What's wrong with OOP

ziggy on 2005-01-20T16:34:55

I saw this critique of object oriented programming via Lambda the Ultimate[1] today. The critique starts out good, with this opening:

Some shops claim OOP success, but many I've spoken with are still "working on it." Still trying to get OOP right after ten years? Something strange is going on here.
From here, the author, Richard Mansfield, walks down a well-worn path of overgeneralization, over-eager extrapolation, and frustration with poorly designed/engineered tools. Read between the lines, and this isn't a critique of OOP, but a critique of objects as expressed in Windows and C++. For example:
OOP actually originated to assist in a highly specialized kind of programming: modeling such natural phenomena as weather patterns. But it got its major boost during the paradigm shift from DOS to Windows. With DOS, programs were linear. The user was guided through a series of steps, one after the other. With the advent of the Windows GUI, users were presented with a set of components on a desktop (text boxes, buttons, menus, and so on). The user got to decide how often and in which order to activate the components. This desktop metaphor is easiest to manage if programmers embed programming and data such as size and position in each separate object, ready to respond to the user.
Clearly, there is more to OOP than weather simulations. I still run in fear whenever I think about how Windows apps work under the hood. (Cocoa, based on ObjC, is much easier to comprehend.) Throwing out OOP because C++ isn't exactly an OO programming language, or because Windows is a pile of crap is just a specious argument.

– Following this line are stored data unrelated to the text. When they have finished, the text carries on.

PR #2234, opened 2025-09-11
FIX: MouseDownEvent is triggered when changing from Scene view to Game view (ISXB-1671)

jfreire-unity:
### Description

Proposed solution to fix [ISXB-1671](https://issuetracker.unity3d.com/issues/mousedownevent-is-triggered-when-changing-from-scene-view-to-game-view).

The bug reports a UITK event that shouldn't be triggered. This ocurrs due to a `InputSystemProvider` UI Click action being performed once the Editor is in play-mode and we select Game view tab when previously in Scene View.

The action that is triggered provides the wrong mouse position. Essentially, an action is being performed for the mouse click/position that happened while out of focus in the Editor and triggered the focus regain. However, when `InputManager.OnUpdate()` is called, it assumes the game already is in focus, so there was no way to know if an event was triggered out of focus or not.

The proposed solution is to filter and discard the events that happened immediately before focus was regained, by checking if they were received before the focus regain. In the diagram below, essentially we are discarding the "ofending" event - in red - that triggered an Input Action, which would then dispatch a UITK event through `InputSystemProvider`.

image

### Unrelated changes to bug-fix

I also did a small refactoring to put some conditions in their own functions so that can be easier to read through `InputManager.OnUpdate`. This is just a personal preference as it has been historically complicated to reason about all the conditions we have. This is still not perfect, but I hope it's a small improvement for others as well.

If you want, you can have a look of the commit which contains the fix changes, 61574984776fdb6824c4a6d0fa50a816e7349336. This doesn't have any refactoring yet and is easier to reason about.

### PR template update

Removes a section that we no longer need to take into account.

### Testing status & QA

### Overall Product Risks

- Complexity: 1
- Halo Effect: 1

### Comments to reviewers

Verify that the original bug doesn't happen anymore, both on Win and macOS.

Do some other tests with changing Background settings, to make sure nothing has regressed. We can likely use on of the Mouse Visualisers for it.

### Checklist

Before review:

- [x] Changelog entry added.
    - Performance tests.
    - Integration tests.

During merge:

    - `NEW: ___`.
    - `FIX: ___`.
    - `DOCS: ___`.
    - `CHANGE: ___`.
    - `RELEASE: 1.1.0-preview.3`.


Assets/Tests/InputSystem/CoreTests_Actions.cs
```diff
@@ -642,6 +642,55 @@ public void Actions_DoNotGetTriggeredByEditorUpdates()
         }
     }
 
+    [Test]
+    [Category("Actions")]
```
jfreire-unity, line 645: I still need to add a InputForUI specific test for this.

ritamerkl (commented):
I am hesitant introducing such a big change in the InputManager, also looking at it I wonder:
Isn't the wrong event the mousePosition sent from DeviceSync? Since the event before should not cause the MouseDown, but the second event (caused by the DeviceSync). Or did I get that wrong?

jfreire-unity:
> I am hesitant introducing such a big change in the InputManager, also looking at it I wonder: Isn't the wrong event the mousePosition sent from DeviceSync? 

The wrong event is the one _before_ the DeviceSync. That's why we should discard it and not process it.
With this PR we make sure that we only process events received AFTER focus was regained. 

> I am hesitant introducing such a big change in the InputManager

I don't see it as a big change but maybe the small refactoring is "polluting" the PR in that sense? If you look at https://github.com/Unity-Technologies/InputSystem/pull/2234/commits/61574984776fdb6824c4a6d0fa50a816e7349336 there are a bit smaller changes and I just factored out some methods.

ekcoh (commented):
It's a bit difficult at the moment to judge what is refactoring and what is bug fixing / change in behavior on this PR. I will come back with additional comments once I have realised this.

jfreire-unity:
> It's a bit difficult at the moment to judge what is refactoring and what is bug fixing / change in behavior on this PR. I will come back with additional comments once I have realised this.


@ekcoh could you try looking at https://github.com/Unity-Technologies/InputSystem/commit/61574984776fdb6824c4a6d0fa50a816e7349336 first, since it has the least amount of changes? Let me know if it's better.
The refactor is just encapsulating the previously existing conditions into single functions. 
But if it's still confusing, I can redo this without any of these changes.

.github/pull_request_template.md
```diff
@@ -11,8 +11,8 @@ _Please describe the testing already done by you and what testing you request/re
 
 _Please rate the potential complexity and halo effect from low to high for the reviewers. Note down potential risks to specific Editor branches if any._
 
-- Complexity: 
-- Halo Effect: 
+- Complexity:
```
ekcoh, line 14: Why is this PR modifying the template?

Assets/Tests/InputSystem/CoreTests_Actions.cs
```diff
@@ -642,6 +642,55 @@ public void Actions_DoNotGetTriggeredByEditorUpdates()
...
+    [TestCase(InputSettings.BackgroundBehavior.ResetAndDisableAllDevices)]
+    public void Actions_DoNotGetTriggeredByOutOfFocusEventInEditor(InputSettings.BackgroundBehavior backgroundBehavior)
+    {
+        InputSystem.settings.backgroundBehavior = backgroundBehavior;
+
+        var mouse = InputSystem.AddDevice<Mouse>();
+        var mousePointAction = new InputAction(binding: "<Mouse>/position", type: InputActionType.PassThrough);
+        mousePointAction.Enable();
+
+        using (var trace = new InputActionTrace(mousePointAction))
```
ekcoh, line 659: I would recommend letting the time step parameter also be an input parameter to the test case. It should still be valid for timeStep = 0.0f, since our logic need to handle event order as the determining factor when time isn't sufficient to tell them apart.

ekcoh: So I would recommend adding that test as well.

Packages/com.unity.inputsystem/CHANGELOG.md
```diff
@@ -28,6 +28,7 @@ however, it has to be formatted properly to pass verification tests.
 - Fixed the compilation warnings when used with Unity 6.4 (ISX-2349).
 - Fixed an issue where `InputSystemUIInputModule.localMultiPlayerRoot` could not be set to `null` when using `MultiplayerEventSystem`. [ISXB-1610](https://issuetracker.unity3d.com/product/unity/issues/guid/ISXB-1610)
 - Fixed an issue in `Keyboard` where the sub-script operator would return a `null` key control for the deprecated key `Key.IMESelected`. Now, an aliased `KeyControl`mapping to the IMESelected bit is returned for compability reasons. It is still strongly advised to not rely on this key since `IMESelected` bit isn't strictly a key and will be removed from the `Key` enumeration type in a future major revision. [ISXB-1541](https://issuetracker.unity3d.com/product/unity/issues/guid/ISXB-1541).
+- An issue where a UITK MouseEvent was triggered when changing from Scene View to Game View in the Editor has been fixed.  [ISXB-1671](https://issuetracker.unity3d.com/product/unity/issues/guid/ISXB-1671)
```
ekcoh: Nitpick. Double space before ISXB number.

Packages/com.unity.inputsystem/InputSystem/InputManager.cs
```diff
@@ -3706,6 +3664,160 @@ private unsafe void OnUpdate(InputUpdateType updateType, ref InputEventBuffer ev
...
+        }
+
+        /// <summary>
+        /// Determines if we should exit early from event processing without handling events.
+        /// </summary>
+        /// <param name="eventBuffer">The current event buffer</param>
+        /// <param name="canFlushBuffer">Whether the buffer can be flushed</param>
+        /// <param name="updateType">The current update type</param>
+        /// <returns>True if we should exit early, false otherwise.</returns>
+        private bool ShouldExitEarlyFromEventProcessing(InputEventBuffer eventBuffer, bool canFlushBuffer, InputUpdateType updateType)
```
ekcoh: I would prefer that we do not pass canFlushBuffer to this function, nor eventBuffer. Those two is the obvious things to check in the outer scope. E.g. 

var shouldExitEarly = eventBuffer.eventCount == 0 || canFlushBuffer || ShouldExitEarlyFromEventProcessing(updateType);

Packages/com.unity.inputsystem/InputSystem/InputManager.cs
```diff
@@ -2244,6 +2244,8 @@ internal struct AvailableDevice
         private bool m_NativeBeforeUpdateHooked;
         private bool m_HaveDevicesWithStateCallbackReceivers;
         private bool m_HasFocus;
+        private bool m_DiscardOutOfFocusEvents;
```
ekcoh, line 2253: A bit of a corner case, but what happens with these if there is a domain reload while in playmode? Will they be reinitialised to the same values they had before the domain reload was initiated?

Packages/com.unity.inputsystem/InputSystem/InputManager.cs
```diff
@@ -3706,6 +3664,160 @@ private unsafe void OnUpdate(InputUpdateType updateType, ref InputEventBuffer ev
...
+            // like to drop status events, and do not early out.
+            if (!gameIsPlaying && gameShouldGetInputRegardlessOfFocus && (eventBuffer.sizeInBytes > (100 * 1024)))
+            {
+                canEarlyOut = false;
+                return true;
+            }
+            return false;
+        }
+
+        /// <summary>
```
ekcoh, line 3774: Thanks for documenting complex internal functions. I think its helpful.

Packages/com.unity.inputsystem/InputSystem/InputManager.cs
```diff
@@ -3706,6 +3664,160 @@ private unsafe void OnUpdate(InputUpdateType updateType, ref InputEventBuffer ev
...
+        /// Determines if an event should be discarded based on timing or focus state.
+        /// </summary>
+        /// <param name="eventType">The type of the current event</param>
```
ekcoh: Nitpick: I would advise against using the term "current" here. It is just an event being evaluated right?

Packages/com.unity.inputsystem/InputSystem/InputManager.cs
```diff
@@ -3706,6 +3664,160 @@ private unsafe void OnUpdate(InputUpdateType updateType, ref InputEventBuffer ev
...
+                return true;
+
+            // Check if this is an out-of-focus event that should be discarded
+            if (ShouldDiscardOutOfFocusEvent(eventTime))
+                return true;
+
+            return false;
+        }
+
+        /// <summary>
```
ekcoh, line 3794: Generally this makes sense, but have you tested that the following scenario works.
Press a gamepad button in edit mode and keep it held. Enter play mode. Is the button still considered down?

ekcoh (commented):
Commenting for now since the PR states it will add more tests and I added some suggestions. Generally I believe this is an improvement and happy to see some refactoring happening on InputManager. Regarding the refactor I would just like to make sure we have test coverage on the conditions before and after to avoid regressing something. It looked quite similar though and I couldn't spot any mistake there.
My other concern is regarding whether the focus change callback is direct or indirect. If direct it may lead to out-of-order processing of focus change and events which is why I have mentioned previously that we should have our focus changes in the event queue to make it trivial to reason about. If indirect we have a problem since we do not have the focus events true timestamp. Getting a timestamp when the callback is invoked doesn't need to imply that its the true timestamp of the event on the event timeline.

ekcoh:
@jfreire-unity Please update this branch with changes from develop to get critical CI fix from https://github.com/Unity-Technologies/InputSystem/pull/2260. I do not dare updating it for you since the branch has conflicts.

.github/pull_request_template.md
jfreire-unity: I wanted to remove the After merge section as it's not relevant anymore.

Packages/com.unity.inputsystem/InputSystem/InputManager.cs
jfreire-unity: Yes. There's no change in this behavior. There's a device sync done when we are in focus.

Packages/com.unity.inputsystem/InputSystem/InputManager.cs
jfreire-unity: Hm, good question. How can I trigger a domain reload in play mode so I can test that?

Packages/com.unity.inputsystem/InputSystem/InputManager.cs
jfreire-unity: Makes sense, changed.

Assets/Tests/InputSystem/CoreTests_Actions.cs
jfreire-unity: In that case, this would not work. Time needs to _move_; otherwise, we can't know what events have occurred before and after the focus. This solution relies on event timestamps. Similar to what we do for transitions between Edit Mode and Entering Play Mode, see the conditions in `ShouldDiscardEditModeTransitionEvent()`. Let me know if I'm missing something.

In theory, if we had focus events in the queues, we wouldn't need to know about timestamps. However, as we discussed, there is a higher risk in introducing such a change. We should still conduct an exploration of the implementation, but I would prefer to land first a less risky solution for this particular bug. 

I'm pappy to prototype a solution together if you like, after this fix. We can sync on Slack.

Pauliusd01 (changes requested):
Issue still occurs for me if I switch the resolution from free aspect to one of the predefined ones. 
https://github.com/user-attachments/assets/9a530010-e9cb-432c-9c9a-b047a3a0b4e6

jfreire-unity:
> Issue still occurs for me if I switch the resolution from free aspect to one of the predefined ones. https://github.com/user-attachments/assets/9a530010-e9cb-432c-9c9a-b047a3a0b4e6

I can't access that image

benoitalain:
Just chiming in to bring back a point that was mentioned in our early discussions about this issue. In an ideal world, we'd have to be able to click inside the GameView directly and have the first click that happened before we changed focus be processed as though it had been a normal click after focus. Most software allow that, where you change your window focus and at the same time you click a button from the other window. In that case, if the coordinates of the click (as expressed in the new focused window) are valid, we should accept the click. I don't know how computing new coordinates after the fact is feasible in general though.

Packages/com.unity.inputsystem/InputSystem/InputManager.cs
LeoUnity: You can either:
 - Change a script manually, that will trigger a domain reload
 - Make a script hat calls into EditorUtility.RequestScriptReload

Packages/com.unity.inputsystem/InputSystem/InputManager.cs
```diff
@@ -3032,6 +3034,8 @@ internal void OnFocusChanged(bool focus)
             }
             else
             {
+                m_DiscardOutOfFocusEvents = true;
+                m_FocusRegainedTime = m_Runtime.currentTime;
```
LeoUnity, line 3044: I'm wondering if this is granular enough, as in the m_Runtime.currentTime might not be exactly the time in which the application got focus but a bit later than that, which means it would potentially discard less events than it should...
But I am not sure about this since I can't find where onPlayerFocusChanged is called from, I can only find it being invoked from a test, so I don't know how "fast" we get to this function from when a focus change happens.

jfreire-unity: I guess that's a valid concern for devices queuing events not from the main thread (likely HID). For that particular case, the best way would be to have these focus events in the input queue, which is more complex and as a higher hallo effect. 
I agree this solution is not the best but a small pragmatic improvement. The best would likely be having focus events in the queue. 
Do you see any other alternatives with better granularity?

`onPlayerFocusChanged` is called whenever `Application.focusChanged` is called.
From native is called by [Player.SetPlayerFocus() ](https://github.cds.internal.unity3d.com/unity/unity/blob/5f34ab5ab7805304900ef761e6ea34d9fadd195d/Runtime/Misc/Player.cpp#L281)

jfreire-unity:
> Issue still occurs for me if I switch the resolution from free aspect to one of the predefined ones. https://github.com/user-attachments/assets/9a530010-e9cb-432c-9c9a-b047a3a0b4e6

Could you test the same on develop but by adding a `EventSystem` game object which will also add `InputSystemUIInputModule`? Feel free to ping me on Slack.

I believe the issue you are reporting happens regardless of using InputForUI, so it wouldn't be a regression.

Pauliusd01:
> > Issue still occurs for me if I switch the resolution from free aspect to one of the predefined ones. https://github.com/user-attachments/assets/9a530010-e9cb-432c-9c9a-b047a3a0b4e6
> 
> Could you test the same on develop but by adding a `EventSystem` game object which will also add `InputSystemUIInputModule`? Feel free to ping me on Slack.
> 
> I believe the issue you are reporting happens regardless of using InputForUI, so it wouldn't be a regression.

Here's what it's looking to me:

With the event system object:
- Your PR: doesn't repro with free aspect option, reproes with custom ones
- Develop: doesn't repro with free aspect option, reproes with custom ones

Without the event system object (default user project)
- Your PR: doesn't repro with free aspect option, reproes with custom ones
- Develop: reproes with free aspect option, reproes with custom ones

So It's still an improvement and the custom resolution thing is not a new regression, if you want it to be a separate bug that sounds fine to me. Only thing though is I'm seeing a lot of CI failures

Assets/Tests/InputSystem/CoreTests_Actions.cs
ekcoh: I think it's better to use timestamps than what we had before and in practise it's likely not a problem. Still safe to land as is though and guess we need it in the queue to have a strictly accurate implementation.

jfreire-unity:
> > > Issue still occurs for me if I switch the resolution from free aspect to one of the predefined ones. https://github.com/user-attachments/assets/9a530010-e9cb-432c-9c9a-b047a3a0b4e6
> > 
> > 
> > Could you test the same on develop but by adding a `EventSystem` game object which will also add `InputSystemUIInputModule`? Feel free to ping me on Slack.
> > I believe the issue you are reporting happens regardless of using InputForUI, so it wouldn't be a regression.
> 
> Here's what it's looking to me:
> 
> With the event system object:
> 
> * Your PR: doesn't repro with free aspect option, reproes with custom ones
> * Develop: doesn't repro with free aspect option, reproes with custom ones
> 
> Without the event system object (default user project)
> 
> * Your PR: doesn't repro with free aspect option, reproes with custom ones
> * Develop: reproes with free aspect option, reproes with custom ones
> 
> So It's still an improvement and the custom resolution thing is not a new regression, if you want it to be a separate bug that sounds fine to me. Only thing though is I'm seeing a lot of CI failures

Thanks for testing!

Yes, I would raise it as different bug since it is something already happenin with Event System + UIInputModule and will likely require trunk changes. It is not a focus change issue. 
I prefer to land this small improvements to at least fix the regression reported. 

I'm looking into the CI issues and will ping reviewers once those are fixed

Assets/Tests/InputSystem/CoreTests_Actions.cs
ekcoh: Maybe we can also add an inline comment to this test case that with a strictly defined event queue containing all relevant inputs without downsampling the test case should be expanded to be time-agnostic for a fixed timestamp?

Packages/com.unity.inputsystem/InputSystem/InputManager.cs
ekcoh: Did you conclude this @jfreire-unity ?

Packages/com.unity.inputsystem/InputSystem/InputManager.cs
ekcoh: It's a valid concern and the same concern I raised in a comment above but by definition background devices are unrelated to focus. Hence their filtering will never be perfect. ALL uses cases will be greatly simplified if we get focus into queue and move background behaviour filtering down into module though, I have captured it in the "roadmap draft".

ekcoh (approved):
Thanks for doing this improvement/fix. I will approve now since I believe this makes it more correct than existing solution.

Assets/Tests/InputSystem/CoreTests_Actions.cs
jfreire-unity: This is done now.

Packages/com.unity.inputsystem/InputSystem/InputManager.cs
jfreire-unity: They are initialized to their default values (false for the boolean, 0.0 to the timestamp).
I'm not seeing a reason why they should have their same values as before the domain reload. The timestamp will always be "old". But maybe I'm missing some detail or a pattern.

ekcoh: OK, thanks for following up, good to have checked the domain reload scenario.

Pauliusd01 (approved):

jfreire-unity:
I'll merge anyway since the failure is unrelated to this PR and happens on `develop`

That's sad, because there really is a good position to defend here. Not all programming is suited for OOP. Sometimes, a procedural solution is best -- like shell scripts, quick one-page Perl hacks, or whatnot. Sometimes, a good object oriented interface really is the simplest, easiest and best way to describe or implement an interface (witness DBI and IO::All for just two examples). Sometimes a more functional approach is best (sort, map and grep).

It all comes down to this: there's more than one way to do it. As tchrist used to say, if you haven't studied the four main styles of programming (procedural, object-oriented, functional and logic), your education is incomplete. (paraphrased from memory)

 

[1] If my wife is reading this, I'm talking about the geeky lambda, not the GLBT community support group.


"if my wife is reading this..."

merlyn on 2005-01-20T17:17:27

So if you're wife is not reading it, you are talking about the GLBT organization?

My friends and I call that an "unnecessary qualification" and assess a five-yard virtual penalty in the conversation.

In fact, oddly enough, I came up with the five-yard penalty motif years ago when talking with a co-worker of your wife. {grin}

Re:"if my wife is reading this..."

delegatrix on 2005-01-20T21:29:41

He just likes saying 'my wife'. See ya soon.